- **Try it**
Copy the records below without altering a single word.

[Stored entries]
* * * *

PR #8517, opened 2019-03-19
[ENHANCEMENT] Adding --output-path to test command

step2yeung:
Adding --output-path to `test` command to be on parity with `build` and `serve`

One difference is there will be no default for `test` command's `output-path` option.


stefanpenner:
@step2yeung LGTM, this fixes a symmetry issue between commands. Thanks for fixing!

stefanpenner:
@rwjblue should we backport to beta?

* * * *

- **Answer to the problem**
PR #8517, opened 2019-03-19
[ENHANCEMENT] Adding --output-path to test command

step2yeung:
Adding --output-path to `test` command to be on parity with `build` and `serve`

One difference is there will be no default for `test` command's `output-path` option.


stefanpenner:
@step2yeung LGTM, this fixes a symmetry issue between commands. Thanks for fixing!

stefanpenner:
@rwjblue should we backport to beta?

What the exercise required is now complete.